Work to be completed: From the entries, copy out every line in which the word "where" is found.

Recorded data
- Opening Delimiter -

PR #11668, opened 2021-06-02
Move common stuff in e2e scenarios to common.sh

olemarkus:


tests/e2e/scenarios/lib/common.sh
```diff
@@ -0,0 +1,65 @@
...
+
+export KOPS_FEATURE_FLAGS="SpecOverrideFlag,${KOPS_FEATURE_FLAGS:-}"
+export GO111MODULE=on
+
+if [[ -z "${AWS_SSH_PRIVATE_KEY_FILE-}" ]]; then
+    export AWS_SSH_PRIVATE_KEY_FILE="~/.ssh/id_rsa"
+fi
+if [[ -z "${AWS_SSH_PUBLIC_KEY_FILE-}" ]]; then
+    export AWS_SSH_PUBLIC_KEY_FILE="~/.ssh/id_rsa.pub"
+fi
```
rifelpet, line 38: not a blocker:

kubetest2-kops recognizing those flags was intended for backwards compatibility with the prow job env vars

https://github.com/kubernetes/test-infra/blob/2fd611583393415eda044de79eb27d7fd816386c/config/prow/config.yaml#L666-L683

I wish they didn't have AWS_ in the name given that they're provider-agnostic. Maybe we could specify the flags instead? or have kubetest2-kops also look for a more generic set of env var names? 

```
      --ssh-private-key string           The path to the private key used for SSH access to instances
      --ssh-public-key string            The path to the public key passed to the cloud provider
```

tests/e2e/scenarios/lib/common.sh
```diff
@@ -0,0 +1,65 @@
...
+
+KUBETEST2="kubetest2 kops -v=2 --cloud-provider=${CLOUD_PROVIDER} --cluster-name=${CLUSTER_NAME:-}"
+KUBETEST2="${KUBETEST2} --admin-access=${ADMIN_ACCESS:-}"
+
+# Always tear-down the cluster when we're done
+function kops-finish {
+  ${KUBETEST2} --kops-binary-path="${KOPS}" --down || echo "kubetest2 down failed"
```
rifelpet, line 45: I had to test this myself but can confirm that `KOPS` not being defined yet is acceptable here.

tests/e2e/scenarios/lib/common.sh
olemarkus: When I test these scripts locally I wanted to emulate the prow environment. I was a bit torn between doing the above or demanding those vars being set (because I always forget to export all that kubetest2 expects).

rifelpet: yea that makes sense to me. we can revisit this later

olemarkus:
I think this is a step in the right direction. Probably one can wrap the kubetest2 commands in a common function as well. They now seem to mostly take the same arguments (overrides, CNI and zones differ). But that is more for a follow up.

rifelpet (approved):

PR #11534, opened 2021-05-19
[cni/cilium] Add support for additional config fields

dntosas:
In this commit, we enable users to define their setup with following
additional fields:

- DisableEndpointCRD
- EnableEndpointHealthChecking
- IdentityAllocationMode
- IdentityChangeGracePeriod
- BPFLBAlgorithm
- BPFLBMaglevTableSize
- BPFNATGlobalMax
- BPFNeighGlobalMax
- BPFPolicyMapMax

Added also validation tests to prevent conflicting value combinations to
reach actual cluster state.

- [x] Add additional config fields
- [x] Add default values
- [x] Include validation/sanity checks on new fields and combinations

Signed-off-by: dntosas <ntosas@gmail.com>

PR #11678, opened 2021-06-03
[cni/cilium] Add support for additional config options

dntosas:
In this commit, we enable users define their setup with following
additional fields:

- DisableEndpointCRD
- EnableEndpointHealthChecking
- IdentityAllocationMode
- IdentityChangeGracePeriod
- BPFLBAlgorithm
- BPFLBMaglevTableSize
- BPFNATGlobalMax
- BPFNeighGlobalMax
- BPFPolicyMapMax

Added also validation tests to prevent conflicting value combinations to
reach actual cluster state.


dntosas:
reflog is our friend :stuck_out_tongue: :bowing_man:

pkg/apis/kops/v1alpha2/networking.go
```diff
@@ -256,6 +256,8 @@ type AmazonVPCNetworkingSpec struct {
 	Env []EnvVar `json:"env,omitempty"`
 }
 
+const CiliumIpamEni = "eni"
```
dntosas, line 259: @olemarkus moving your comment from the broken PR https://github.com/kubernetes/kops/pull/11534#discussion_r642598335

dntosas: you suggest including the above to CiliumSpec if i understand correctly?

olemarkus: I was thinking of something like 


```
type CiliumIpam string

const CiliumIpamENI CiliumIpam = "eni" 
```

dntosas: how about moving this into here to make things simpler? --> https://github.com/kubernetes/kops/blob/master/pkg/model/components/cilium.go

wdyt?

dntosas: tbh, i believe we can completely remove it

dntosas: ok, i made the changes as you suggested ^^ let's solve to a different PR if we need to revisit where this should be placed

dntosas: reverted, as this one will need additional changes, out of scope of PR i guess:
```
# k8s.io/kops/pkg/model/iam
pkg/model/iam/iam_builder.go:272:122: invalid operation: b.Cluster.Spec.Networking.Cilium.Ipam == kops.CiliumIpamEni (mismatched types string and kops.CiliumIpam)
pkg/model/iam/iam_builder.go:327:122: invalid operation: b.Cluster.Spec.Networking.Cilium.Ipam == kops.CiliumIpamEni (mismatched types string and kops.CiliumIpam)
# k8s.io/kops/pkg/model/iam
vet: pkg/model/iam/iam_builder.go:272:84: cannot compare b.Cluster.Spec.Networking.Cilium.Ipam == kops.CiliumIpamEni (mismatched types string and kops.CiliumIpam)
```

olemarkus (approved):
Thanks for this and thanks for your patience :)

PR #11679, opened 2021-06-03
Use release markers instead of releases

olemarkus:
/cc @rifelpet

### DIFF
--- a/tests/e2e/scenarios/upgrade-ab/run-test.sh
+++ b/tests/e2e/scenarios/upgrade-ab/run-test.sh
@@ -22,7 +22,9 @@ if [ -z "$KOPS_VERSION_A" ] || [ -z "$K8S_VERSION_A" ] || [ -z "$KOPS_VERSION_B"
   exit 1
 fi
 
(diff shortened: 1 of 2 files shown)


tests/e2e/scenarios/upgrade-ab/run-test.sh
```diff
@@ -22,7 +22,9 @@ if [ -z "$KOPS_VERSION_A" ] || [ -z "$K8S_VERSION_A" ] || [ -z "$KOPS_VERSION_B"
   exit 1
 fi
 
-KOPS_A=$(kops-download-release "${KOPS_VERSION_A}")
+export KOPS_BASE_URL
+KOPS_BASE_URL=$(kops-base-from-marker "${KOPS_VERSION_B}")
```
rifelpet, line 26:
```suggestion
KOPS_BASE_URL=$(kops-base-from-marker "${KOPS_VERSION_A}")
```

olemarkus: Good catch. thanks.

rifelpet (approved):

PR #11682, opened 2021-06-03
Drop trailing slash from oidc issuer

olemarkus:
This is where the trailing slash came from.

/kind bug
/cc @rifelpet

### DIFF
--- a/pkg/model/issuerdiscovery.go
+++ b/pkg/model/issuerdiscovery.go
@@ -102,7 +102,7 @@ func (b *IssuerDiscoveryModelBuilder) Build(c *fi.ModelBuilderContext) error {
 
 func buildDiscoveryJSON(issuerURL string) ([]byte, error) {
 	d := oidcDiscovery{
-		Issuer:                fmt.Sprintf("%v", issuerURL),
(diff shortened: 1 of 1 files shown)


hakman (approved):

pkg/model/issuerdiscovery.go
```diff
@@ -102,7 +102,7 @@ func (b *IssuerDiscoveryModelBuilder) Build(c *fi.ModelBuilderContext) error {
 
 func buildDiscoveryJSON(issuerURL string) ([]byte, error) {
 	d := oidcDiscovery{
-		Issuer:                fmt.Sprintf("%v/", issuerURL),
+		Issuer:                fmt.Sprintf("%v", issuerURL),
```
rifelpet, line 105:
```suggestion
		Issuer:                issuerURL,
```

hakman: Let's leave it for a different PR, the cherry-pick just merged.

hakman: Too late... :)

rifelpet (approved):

- Closing Delimiter -
- Opening Delimiter -

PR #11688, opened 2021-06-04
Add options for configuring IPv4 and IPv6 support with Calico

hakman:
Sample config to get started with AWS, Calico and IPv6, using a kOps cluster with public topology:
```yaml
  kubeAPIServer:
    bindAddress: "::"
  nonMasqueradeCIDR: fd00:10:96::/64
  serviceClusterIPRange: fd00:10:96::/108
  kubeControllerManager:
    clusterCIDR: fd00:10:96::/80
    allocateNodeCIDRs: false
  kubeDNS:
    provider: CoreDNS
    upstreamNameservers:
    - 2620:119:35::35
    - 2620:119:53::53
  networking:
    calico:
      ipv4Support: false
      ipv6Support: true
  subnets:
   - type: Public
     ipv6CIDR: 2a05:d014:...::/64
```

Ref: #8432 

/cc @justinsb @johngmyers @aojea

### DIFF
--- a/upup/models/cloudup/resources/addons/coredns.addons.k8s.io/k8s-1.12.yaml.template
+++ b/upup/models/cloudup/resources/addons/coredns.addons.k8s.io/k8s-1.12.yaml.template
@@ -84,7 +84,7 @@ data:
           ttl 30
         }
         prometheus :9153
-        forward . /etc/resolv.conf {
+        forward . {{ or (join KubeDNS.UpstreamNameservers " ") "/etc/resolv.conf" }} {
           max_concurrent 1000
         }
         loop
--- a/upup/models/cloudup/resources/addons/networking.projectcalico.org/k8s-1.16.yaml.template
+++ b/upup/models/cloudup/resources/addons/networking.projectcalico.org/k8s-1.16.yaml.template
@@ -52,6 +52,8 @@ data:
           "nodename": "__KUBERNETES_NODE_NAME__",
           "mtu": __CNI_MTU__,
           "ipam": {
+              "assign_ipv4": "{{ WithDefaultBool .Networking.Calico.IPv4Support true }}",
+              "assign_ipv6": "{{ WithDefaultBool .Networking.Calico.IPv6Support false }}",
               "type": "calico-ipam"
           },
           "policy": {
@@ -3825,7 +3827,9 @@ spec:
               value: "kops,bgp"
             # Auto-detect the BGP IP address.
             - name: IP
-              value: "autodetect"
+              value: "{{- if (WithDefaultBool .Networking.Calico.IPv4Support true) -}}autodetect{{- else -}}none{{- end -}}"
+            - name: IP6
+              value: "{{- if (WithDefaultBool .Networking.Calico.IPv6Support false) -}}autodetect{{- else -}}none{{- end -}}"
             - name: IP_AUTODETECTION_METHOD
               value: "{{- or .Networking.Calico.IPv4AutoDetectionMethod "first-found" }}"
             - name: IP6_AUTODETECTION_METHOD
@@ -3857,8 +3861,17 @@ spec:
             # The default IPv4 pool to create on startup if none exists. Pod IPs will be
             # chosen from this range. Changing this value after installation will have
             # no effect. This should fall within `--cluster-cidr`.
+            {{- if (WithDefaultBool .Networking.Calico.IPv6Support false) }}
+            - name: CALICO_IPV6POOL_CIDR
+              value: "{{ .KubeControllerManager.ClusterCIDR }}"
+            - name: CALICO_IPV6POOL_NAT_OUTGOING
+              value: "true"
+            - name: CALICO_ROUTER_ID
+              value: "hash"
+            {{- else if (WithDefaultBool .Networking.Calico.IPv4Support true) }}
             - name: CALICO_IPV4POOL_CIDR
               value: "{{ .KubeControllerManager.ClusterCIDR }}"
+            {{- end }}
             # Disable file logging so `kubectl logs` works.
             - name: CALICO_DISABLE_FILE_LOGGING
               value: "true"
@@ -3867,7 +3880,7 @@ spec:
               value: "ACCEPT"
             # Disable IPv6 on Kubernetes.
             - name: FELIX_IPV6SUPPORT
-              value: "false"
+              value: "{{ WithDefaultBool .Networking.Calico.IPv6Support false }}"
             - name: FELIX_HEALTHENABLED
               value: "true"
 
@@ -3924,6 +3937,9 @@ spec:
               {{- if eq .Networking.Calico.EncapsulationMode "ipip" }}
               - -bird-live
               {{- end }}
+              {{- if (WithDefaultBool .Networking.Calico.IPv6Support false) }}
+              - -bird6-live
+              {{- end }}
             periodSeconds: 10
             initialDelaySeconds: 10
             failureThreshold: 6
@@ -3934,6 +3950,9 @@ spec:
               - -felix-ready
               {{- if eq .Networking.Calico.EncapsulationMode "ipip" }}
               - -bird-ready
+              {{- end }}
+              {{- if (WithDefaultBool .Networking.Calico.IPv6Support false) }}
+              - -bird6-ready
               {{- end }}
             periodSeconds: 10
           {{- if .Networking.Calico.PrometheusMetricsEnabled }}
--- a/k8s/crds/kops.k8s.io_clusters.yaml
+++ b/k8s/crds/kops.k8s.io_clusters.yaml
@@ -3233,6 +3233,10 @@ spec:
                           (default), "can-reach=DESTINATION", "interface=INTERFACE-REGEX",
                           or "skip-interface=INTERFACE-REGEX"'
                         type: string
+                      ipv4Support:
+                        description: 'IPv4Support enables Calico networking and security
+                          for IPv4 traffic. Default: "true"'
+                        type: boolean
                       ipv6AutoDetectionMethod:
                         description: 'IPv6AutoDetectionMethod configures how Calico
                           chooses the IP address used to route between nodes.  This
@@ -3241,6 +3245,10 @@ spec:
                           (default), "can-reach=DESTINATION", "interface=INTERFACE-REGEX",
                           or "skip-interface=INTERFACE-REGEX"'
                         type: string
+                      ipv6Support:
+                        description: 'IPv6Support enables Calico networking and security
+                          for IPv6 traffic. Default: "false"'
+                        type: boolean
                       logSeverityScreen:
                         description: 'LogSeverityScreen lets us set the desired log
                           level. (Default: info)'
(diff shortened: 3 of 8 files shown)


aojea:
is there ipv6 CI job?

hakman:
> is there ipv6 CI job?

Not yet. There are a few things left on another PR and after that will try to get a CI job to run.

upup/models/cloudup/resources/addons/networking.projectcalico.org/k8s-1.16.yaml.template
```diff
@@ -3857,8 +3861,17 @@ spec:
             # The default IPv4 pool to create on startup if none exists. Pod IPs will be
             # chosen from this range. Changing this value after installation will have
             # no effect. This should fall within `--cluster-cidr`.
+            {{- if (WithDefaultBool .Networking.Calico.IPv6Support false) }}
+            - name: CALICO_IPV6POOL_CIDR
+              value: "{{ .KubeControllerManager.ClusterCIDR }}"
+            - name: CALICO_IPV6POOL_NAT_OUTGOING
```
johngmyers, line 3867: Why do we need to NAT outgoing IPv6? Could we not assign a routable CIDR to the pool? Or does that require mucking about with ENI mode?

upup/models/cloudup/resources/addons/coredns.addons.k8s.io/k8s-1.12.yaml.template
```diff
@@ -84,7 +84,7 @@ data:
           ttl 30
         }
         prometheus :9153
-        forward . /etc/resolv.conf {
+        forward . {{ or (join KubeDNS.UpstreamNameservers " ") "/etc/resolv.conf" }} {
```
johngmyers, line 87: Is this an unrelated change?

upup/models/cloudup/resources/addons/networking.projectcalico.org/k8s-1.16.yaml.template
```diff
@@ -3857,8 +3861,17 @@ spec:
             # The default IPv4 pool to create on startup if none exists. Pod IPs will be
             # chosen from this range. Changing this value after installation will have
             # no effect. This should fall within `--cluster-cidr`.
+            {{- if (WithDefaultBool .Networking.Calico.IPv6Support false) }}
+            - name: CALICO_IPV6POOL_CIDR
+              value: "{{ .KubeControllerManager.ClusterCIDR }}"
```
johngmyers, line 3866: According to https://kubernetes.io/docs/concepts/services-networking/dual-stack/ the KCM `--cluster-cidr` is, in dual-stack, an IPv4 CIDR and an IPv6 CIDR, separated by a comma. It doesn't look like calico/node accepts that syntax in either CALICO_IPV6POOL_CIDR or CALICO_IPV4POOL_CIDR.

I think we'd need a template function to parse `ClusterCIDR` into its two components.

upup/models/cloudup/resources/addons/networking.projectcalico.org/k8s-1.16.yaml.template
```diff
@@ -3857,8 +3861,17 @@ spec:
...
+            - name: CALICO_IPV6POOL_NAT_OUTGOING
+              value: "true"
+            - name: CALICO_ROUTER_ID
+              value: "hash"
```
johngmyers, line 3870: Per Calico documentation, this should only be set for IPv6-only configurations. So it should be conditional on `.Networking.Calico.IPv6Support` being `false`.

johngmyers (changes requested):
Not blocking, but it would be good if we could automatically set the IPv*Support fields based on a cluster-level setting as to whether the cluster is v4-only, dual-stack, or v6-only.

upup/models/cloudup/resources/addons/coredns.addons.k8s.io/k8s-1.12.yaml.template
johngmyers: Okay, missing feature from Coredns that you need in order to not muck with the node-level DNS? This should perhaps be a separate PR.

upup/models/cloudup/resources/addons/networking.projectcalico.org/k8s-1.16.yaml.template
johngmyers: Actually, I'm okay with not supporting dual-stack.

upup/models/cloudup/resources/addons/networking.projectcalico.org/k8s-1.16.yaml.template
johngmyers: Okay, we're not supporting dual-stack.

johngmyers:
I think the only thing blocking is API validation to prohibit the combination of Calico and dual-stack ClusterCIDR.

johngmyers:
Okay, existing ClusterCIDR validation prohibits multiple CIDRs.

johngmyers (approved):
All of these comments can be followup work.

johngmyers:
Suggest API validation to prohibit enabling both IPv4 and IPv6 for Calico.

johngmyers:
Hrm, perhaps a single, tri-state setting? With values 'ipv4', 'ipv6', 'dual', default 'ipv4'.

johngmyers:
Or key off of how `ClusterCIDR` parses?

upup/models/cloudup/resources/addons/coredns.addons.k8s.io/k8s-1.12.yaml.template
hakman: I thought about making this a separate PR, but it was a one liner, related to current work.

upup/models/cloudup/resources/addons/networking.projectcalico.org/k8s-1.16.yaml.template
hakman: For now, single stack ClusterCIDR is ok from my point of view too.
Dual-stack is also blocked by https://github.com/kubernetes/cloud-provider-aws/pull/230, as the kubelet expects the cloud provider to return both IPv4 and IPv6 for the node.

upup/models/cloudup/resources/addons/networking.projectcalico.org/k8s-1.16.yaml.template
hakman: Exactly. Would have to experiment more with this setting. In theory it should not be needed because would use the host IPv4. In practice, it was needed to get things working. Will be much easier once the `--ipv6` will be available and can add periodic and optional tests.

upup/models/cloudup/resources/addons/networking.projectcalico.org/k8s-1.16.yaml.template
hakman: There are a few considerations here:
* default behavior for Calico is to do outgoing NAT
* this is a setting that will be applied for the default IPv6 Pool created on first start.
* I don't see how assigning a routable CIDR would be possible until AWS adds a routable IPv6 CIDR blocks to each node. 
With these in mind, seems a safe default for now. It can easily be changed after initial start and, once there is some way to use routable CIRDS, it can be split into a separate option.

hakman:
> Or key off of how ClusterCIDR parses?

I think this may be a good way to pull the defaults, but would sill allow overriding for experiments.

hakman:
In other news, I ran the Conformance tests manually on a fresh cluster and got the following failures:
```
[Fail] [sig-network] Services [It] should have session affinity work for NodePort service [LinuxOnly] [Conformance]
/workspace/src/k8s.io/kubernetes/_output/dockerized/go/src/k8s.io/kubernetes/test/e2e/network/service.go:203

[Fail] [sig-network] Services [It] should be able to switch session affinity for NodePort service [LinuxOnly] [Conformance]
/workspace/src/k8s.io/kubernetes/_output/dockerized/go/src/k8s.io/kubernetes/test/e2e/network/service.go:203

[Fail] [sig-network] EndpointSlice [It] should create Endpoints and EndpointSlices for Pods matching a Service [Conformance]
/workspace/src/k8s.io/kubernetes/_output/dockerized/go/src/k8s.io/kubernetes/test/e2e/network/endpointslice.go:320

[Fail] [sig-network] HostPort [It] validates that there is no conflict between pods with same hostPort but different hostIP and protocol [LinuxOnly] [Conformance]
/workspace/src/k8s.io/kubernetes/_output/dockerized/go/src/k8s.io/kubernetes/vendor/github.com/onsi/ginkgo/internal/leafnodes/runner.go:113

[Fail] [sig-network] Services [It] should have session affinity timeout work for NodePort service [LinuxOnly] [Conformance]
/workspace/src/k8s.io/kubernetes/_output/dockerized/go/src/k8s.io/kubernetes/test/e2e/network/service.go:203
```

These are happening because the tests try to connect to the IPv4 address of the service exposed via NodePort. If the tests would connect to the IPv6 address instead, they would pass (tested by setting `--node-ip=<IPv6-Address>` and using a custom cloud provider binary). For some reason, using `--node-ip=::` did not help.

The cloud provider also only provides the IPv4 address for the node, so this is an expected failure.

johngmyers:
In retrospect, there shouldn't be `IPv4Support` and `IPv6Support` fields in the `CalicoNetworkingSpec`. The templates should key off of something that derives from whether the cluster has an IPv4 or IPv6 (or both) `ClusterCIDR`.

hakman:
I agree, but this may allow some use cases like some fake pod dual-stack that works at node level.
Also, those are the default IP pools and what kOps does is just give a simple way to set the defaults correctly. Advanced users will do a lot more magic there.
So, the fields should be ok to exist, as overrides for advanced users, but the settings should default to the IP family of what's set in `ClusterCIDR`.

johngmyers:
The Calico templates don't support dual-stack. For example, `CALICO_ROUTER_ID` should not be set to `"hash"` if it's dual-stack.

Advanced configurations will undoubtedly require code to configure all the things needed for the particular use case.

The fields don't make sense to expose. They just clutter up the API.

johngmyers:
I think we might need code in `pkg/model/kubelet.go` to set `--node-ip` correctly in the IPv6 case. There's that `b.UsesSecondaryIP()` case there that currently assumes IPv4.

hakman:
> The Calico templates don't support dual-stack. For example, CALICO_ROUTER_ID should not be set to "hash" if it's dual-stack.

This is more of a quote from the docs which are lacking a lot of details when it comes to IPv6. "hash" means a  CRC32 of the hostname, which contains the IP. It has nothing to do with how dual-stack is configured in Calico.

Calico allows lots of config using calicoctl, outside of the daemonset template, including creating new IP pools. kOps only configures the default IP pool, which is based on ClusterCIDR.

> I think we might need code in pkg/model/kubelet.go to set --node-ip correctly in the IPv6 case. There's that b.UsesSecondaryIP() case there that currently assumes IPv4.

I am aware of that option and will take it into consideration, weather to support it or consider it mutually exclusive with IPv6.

- Closing Delimiter -
- Opening Delimiter -

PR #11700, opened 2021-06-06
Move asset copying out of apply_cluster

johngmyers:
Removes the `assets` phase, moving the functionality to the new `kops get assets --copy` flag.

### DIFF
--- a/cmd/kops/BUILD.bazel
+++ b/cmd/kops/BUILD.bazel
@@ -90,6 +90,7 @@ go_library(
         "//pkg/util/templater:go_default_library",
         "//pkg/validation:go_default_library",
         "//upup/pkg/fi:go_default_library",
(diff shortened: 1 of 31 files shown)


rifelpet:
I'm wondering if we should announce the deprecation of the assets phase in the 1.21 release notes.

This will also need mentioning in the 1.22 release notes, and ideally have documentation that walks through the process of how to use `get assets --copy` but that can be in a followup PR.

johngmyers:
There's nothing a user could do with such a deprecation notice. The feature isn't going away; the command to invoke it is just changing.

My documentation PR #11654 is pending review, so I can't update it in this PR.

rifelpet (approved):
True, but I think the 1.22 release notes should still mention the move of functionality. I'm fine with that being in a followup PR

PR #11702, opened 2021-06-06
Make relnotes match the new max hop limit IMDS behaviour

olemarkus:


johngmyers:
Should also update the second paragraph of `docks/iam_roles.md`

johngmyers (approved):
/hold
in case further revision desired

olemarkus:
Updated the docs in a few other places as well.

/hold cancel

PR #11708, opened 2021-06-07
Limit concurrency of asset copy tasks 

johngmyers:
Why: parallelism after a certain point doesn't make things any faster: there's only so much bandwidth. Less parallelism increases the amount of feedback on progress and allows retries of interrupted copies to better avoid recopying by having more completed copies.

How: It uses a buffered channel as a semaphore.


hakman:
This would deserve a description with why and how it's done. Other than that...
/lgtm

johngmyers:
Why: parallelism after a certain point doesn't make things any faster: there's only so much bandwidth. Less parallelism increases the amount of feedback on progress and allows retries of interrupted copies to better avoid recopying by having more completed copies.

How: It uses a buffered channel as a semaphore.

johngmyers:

- Closing Delimiter -

Response area:
dntosas: ok, i made the changes as you suggested ^^ let's solve to a different PR if we need to revisit where this should be placed
This is where the trailing slash came from.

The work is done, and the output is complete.